Mungkin sebagian dari kita berpikiran seperti itu, tapi Parents – jika tujuannya mendidik, ada banyak cara untuk mendidik anak, tetapi tidak menakuti.
Pertanyaan selanjutnya, apakah efektif mendidik anak dengan menakutinya?
Parents, perlu kita ketahui bersama bahwa menakuti anak dengan intensitas tinggi, membawa efek tersendiri, dan efek ini bisa berbahaya jika dibiarkan begitu saja. Setidaknya, anak-anak bisa mengalami rasa takut yang nyata, bahkan berlebihan sampai tidak rasional.
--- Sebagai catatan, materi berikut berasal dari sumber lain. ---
PR #335, opened 2026-07-04
More robust statistics of a very small RMS window

AlexKurek:
If a window contains very few unmasked pixels (between 6 and 20), the code abandons sigma clipping in favor of mean and standard deviation. This reduces robustness against sources in crowded regions (like probably the reference image in CI).

Solution: robust statistics that are less sensitive to outliers: median and Median Absolute Deviation (MAD). For distributions that are approximately Gaussian, the standard deviation can be estimated by multiplying MAD by 1.4826.

It prevents a single defective or contaminated pixel from distorting the RMS and mean map.

For my 20x x 20k test image the .gaul files are identical.

### DIFF
--- a/bdsf/rmsimage.py
+++ b/bdsf/rmsimage.py
@@ -965,9 +965,18 @@ class Op_rmsimage(Op):
                 if cnt > 198: cm = m; cr = r
                 mean_map[i, j], rms_map[i, j] = cm, cr
             else:
-                if npix_unmasked > 5: # just find simple mean/rms
-                    cm = np.mean(arr[pix_unmasked])
-                    cr = np.std(arr[pix_unmasked])
+                if npix_unmasked > 5: # use robust median and MAD instead of mean/std
+                    valid_pixels = arr_slice[unmasked_mask]
+                    cm = np.median(valid_pixels)
+                    
+                    # Calculate standard deviation estimated from MAD
+                    # MAD = median(|x - median(x)|). The scale factor for a Gaussian distribution is 1.4826
+                    mad = np.median(np.abs(valid_pixels - cm))
+                    cr = 1.4826 * mad
+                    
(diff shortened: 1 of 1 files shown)


bdsf/rmsimage.py
```diff
@@ -965,9 +965,18 @@ def for_masked(self, mean_map, rms_map, mask, arr, ind, kappa, co):
                 if cnt > 198: cm = m; cr = r
                 mean_map[i, j], rms_map[i, j] = cm, cr
             else:
-                if npix_unmasked > 5: # just find simple mean/rms
-                    cm = np.mean(arr[pix_unmasked])
-                    cr = np.std(arr[pix_unmasked])
+                if npix_unmasked > 5: # use robust median and MAD instead of mean/std
+                    valid_pixels = arr_slice[unmasked_mask]
```
gmloose: Maybe I missed something, but where are `arr_slice` and `unmasked_mask` defined?

bdsf/rmsimage.py
```diff
@@ -965,9 +965,18 @@ def for_masked(self, mean_map, rms_map, mask, arr, ind, kappa, co):
...
+                    cm = np.median(valid_pixels)
+                    
+                    # Calculate standard deviation estimated from MAD
```
gmloose:
```suggestion
                    # Calculate standard deviation estimated from Median Absolute Deviation (MAD)
```

bdsf/rmsimage.py
AlexKurek: Im sorry, locally I merged my other PR-s for this module and this is where those variables are defined. Thank you for cathing this. I will fix it soon.

AlexKurek: Fixed. Now it also partially solves https://github.com/lofar-astron/PyBDSF/pull/317.

gmloose (approved):
LGTM.

PR #337, opened 2026-07-07
Simplify `for_masked`

AlexKurek:
Make `for_masked` just call `for_masked_mp` for calculations, as all of them were repeated. Also took the comments to `for_masked_mp`.


gmloose (approved):
LGTM. Thanks for another simplification.

PR #338, opened 2026-07-07
Remove backport to `shutil_get_terminal_size`

AlexKurek:
This is not needed since Python 3.3:
https://pypi.org/project/backports.shutil_get_terminal_size/
It may event be shadowing the native `shutil_get_terminal_size`.


gmloose:
LGTM.

PR #339, opened 2026-07-07
Fix extended source filtering in adaptive rms box calculation

AlexKurek:
Later the code assumes that the indices in these lists correspond to each other:

```
bright_indx = isl_maxposn.index(isl_maxposn_lowthresh)

isl_area_highthresh[bright_indx]
isl_size_bright[bright_indx]
```

Presently `isl_area_highthresh` is not cleaned at each iteration, so the computed island areas do not correspond to the correct islands.


gmloose (commented):
I think you're right, but I would like a confirmation from @darafferty.

darafferty:
Yes, indeed, it was incorrect. Thanks for the fix!

PR #340, opened 2026-07-08
Fix call to numpy.cross() function

darafferty:
This PR updates the calls to the `numpy.cross()` function to be compatible with numpy v2.5.0 and later.


AlexKurek:
This is related: https://github.com/lofar-astron/PyBDSF/pull/325.

darafferty:
Above PR merged instead, so closing this one.

PR #341, opened 2026-07-08
Fix Numpy 2.5 deprecation

AlexKurek:
Fix for:
> /home/akurek/miniconda3/envs/pybdsf_3_14/lib/python3.14/site-packages/bdsf/functions.py:1314: DeprecationWarning: Setting the shape on a NumPy array has been deprecated in NumPy 2.5.
> As an alternative, you can create a new view using np.reshape (with copy=False if needed).
>   data.shape = data.shape[0:4] # trim unused dimensions (if any)

Somewhat related: https://github.com/lofar-astron/PyBDSF/pull/325#issuecomment-4917658409.


gmloose (approved):
LGTM.

PR #342, opened 2026-07-09
Fix ResourceWarning

AlexKurek:
This warning:

> <sys>:0: ResourceWarning: unclosed file <_io.BufferedReader name='image_full_ampphase_di_m.NS_shift.int.facetRestored.fits'>

shows up if `export PYTHONWARNINGS=default`.
It occurs because the file is not closed if any error or exception occurs.
To ensure that the file is always closed, move the file opening and processing into `try...finally`.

Di sisi lain yang beriringan, rasa cemas berlebihan yang dirasakan anak juga akan meningkat.
Dilansir dari Kompas, menurut Dokter Spesialis Anak Kurniawan Satria Denta, menakuti anak mengarahkan mereka menjadi pribadi yang penakut.
Senada dengan Dr. Kurniawan, Psikolog Anak dan Keluarga Samanta Elsener juga mengungkapkan bahwa menakuti anak akan membuatnya tidak punya keberanian untuk melakukan berbagai hal – dan ini berbahaya jika anak semakin besar.
Berpengaruh ke Kesehatan Mental
Parents, salah satu snowball yang besar dari menakuti anak adalah gangguan kesehatan mentalnya.
Yayasan Kesehatan Mental yang berbasis di Inggris, menyebutkan rasa takut yang dipupuk terus menerus sehingga kondisinya semakin parah dan berlangsung lama, akan menjadi salah satu akar masalah kesehatan mental.
Hal ini selaras dengan publikasi data yang ada di laman publikasi Universitas Gadjah Mada. Hasil survei yang dilakukan oleh Indonesian National Adolescent Mental Health Survey, menemukan 1 dari 3 remaja di Indonesia memiliki masalah kesehatan mental.
Melihat lebih dalam hasil penelitian tersebut, mayoritas remaja Indonesia mengalami gangguan cemas. Gangguan cemas ini adalah gabungan dari fobia sosial dan gangguan cemas secara menyeluruh. Nah Parents, begitu berkaitan dengan penjelasan di atas, kan?
Sehingga kita paham sekarang bahwa menakuti anak adalah salah satu akar kuat untuk gangguan kesehatan mental.
Lalu, Harus Bagaimana?
Parents, kita sama-sama memahami kalau menakuti tadinya adalah salah satu bagian dari proses mendidik. Tetapi, efeknya sampai seperti itu – apakah mau kita teruskan atau pertahankan proses mendidik yang seperti itu?
Salah satu alternatif selain menakuti adalah memberi pemahaman yang komprehensif.
Misalnya, untuk persiapan pakai baju yang harus cepat karena mengejar waktu.
Kita sebagai orang tua, bisa memberi penjelasan kalau tidak cepat, akan terlambat, dan jika terlambat – akan menerima beberapa kerugian. Mungkin, secara umum kita bisa melihat anak tidak begitu mengerti akan hal tersebut.
Tetapi, manifestasi yang komprehensif punya efek yang bagus nantinya – anak bisa paham secara menyeluruh tiap hal, termasuk masalah.
Parents, kita juga memahami kalau hal-hal seperti ini adalah pilihan. Tetapi, pastinya kita ingin yang terbaik untuk anak dan juga tumbuh kembangnya. Setuju Parents?